_Prompt_. Copy every line from the records below that carries the word "been".

_Data_.
PR #361, opened 2026-08-24
ci: add release pipeline and towncrier changelog

ggprior:
AI;DR: adding release pipelines following our other repositories including TabPFN, tabpfn-time-series, etc.

<details>
Adds the release pipeline this repo has been missing, matching the shape used in the other
public repos, plus towncrier changelogs so every release gets real notes.

## Flow

| Workflow | Trigger | Does |
|---|---|---|
| `release-create-pr.yml` | manual dispatch (`version`, `base_ref`) | bumps `[project].version`, runs `towncrier build`, opens a `Release vX.Y.Z` PR |
| `release-tag-on-merge.yml` | merge of a `release/v*` branch | reads the version back out of `pyproject.toml` and pushes tag `vX.Y.Z` |
| `release-publish.yml` | `push` of a `v*` tag | verifies tag == pyproject, builds, TestPyPI → install-verify → PyPI → GitHub release |
| `check-changelog.yml` | every PR | requires a `changelog/<PR>.<category>.md` fragment or the `no changelog needed` label |

Publishing to PyPI sits behind the `pypi` environment, so it waits for a review before
anything reaches the real index. TestPyPI runs unguarded ahead of it, and the release is
installed back out of TestPyPI and checked before the gate is reached.

## Differences from the sibling repos

These are deliberate rather than drift:

- **Every action pinned by commit SHA**, including `pypa/gh-action-pypi-publish`. Two of the
  sibling repos carry a comment saying that action cannot be SHA-pinned because it resolves a
  Docker image per ref. That is no longer true — it has been pinned at `dc37677b` elsewhere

_Answer to the exercise_.
Adds the release pipeline this repo has been missing, matching the shape used in the other
  Docker image per ref. That is no longer true — it has been pinned at `dc37677b` elsewhere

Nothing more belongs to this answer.